Supplied data -
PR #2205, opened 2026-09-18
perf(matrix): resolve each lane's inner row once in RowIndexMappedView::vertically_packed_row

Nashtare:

...

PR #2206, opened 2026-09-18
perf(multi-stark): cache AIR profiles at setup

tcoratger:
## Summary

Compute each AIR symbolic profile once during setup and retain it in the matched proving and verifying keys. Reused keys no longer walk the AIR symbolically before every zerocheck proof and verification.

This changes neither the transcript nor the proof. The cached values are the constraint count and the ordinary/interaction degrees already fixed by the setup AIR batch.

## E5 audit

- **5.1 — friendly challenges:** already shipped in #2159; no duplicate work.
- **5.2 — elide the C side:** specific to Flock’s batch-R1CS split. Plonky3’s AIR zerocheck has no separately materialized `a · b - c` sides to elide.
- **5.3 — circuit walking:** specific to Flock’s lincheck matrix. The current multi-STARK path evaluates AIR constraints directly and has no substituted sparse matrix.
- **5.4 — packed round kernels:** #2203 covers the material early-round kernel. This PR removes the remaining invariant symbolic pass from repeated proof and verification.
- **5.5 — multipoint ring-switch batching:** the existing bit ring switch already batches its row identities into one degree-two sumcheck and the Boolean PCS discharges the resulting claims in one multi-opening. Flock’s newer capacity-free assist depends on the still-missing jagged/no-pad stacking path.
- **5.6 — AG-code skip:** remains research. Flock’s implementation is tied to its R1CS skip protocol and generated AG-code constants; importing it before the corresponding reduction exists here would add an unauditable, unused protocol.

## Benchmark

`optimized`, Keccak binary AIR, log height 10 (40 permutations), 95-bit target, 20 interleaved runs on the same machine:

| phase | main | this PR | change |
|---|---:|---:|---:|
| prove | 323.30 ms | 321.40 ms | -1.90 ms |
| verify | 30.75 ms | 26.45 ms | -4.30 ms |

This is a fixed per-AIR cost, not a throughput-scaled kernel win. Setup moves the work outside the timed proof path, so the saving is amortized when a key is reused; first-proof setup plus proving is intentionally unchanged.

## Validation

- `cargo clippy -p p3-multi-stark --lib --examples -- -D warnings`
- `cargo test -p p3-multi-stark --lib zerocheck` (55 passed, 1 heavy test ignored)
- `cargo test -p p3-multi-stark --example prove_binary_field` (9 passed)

Problem description -
Where a line of the records includes "specific", copy it.

Response to the exercise -
- **5.2 — elide the C side:** specific to Flock’s batch-R1CS split. Plonky3’s AIR zerocheck has no separately materialized `a · b - c` sides to elide.
- **5.3 — circuit walking:** specific to Flock’s lincheck matrix. The current multi-STARK path evaluates AIR constraints directly and has no substituted sparse matrix.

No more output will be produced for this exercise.